- PROBLEM TO WORK ON -
Each entry that appears below should be restated exactly as it is.

- PROVIDED RECORDS -
PR #284, opened 2022-01-21
fix: properly handle different transaction types

mds1:


apbendi (approved):
Tested native asset + token sends with accounts that have Type 0 & Type 2 original sends. All worked without issue. Also tested normal sending. Everything working well.

Code looks good and tests pass. Thanks for getting this fix in 👍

- REPLY TO THE EXERCISE -
PR #284, opened 2022-01-21
fix: properly handle different transaction types

mds1:


apbendi (approved):
Tested native asset + token sends with accounts that have Type 0 & Type 2 original sends. All worked without issue. Also tested normal sending. Everything working well.

Code looks good and tests pass. Thanks for getting this fix in 👍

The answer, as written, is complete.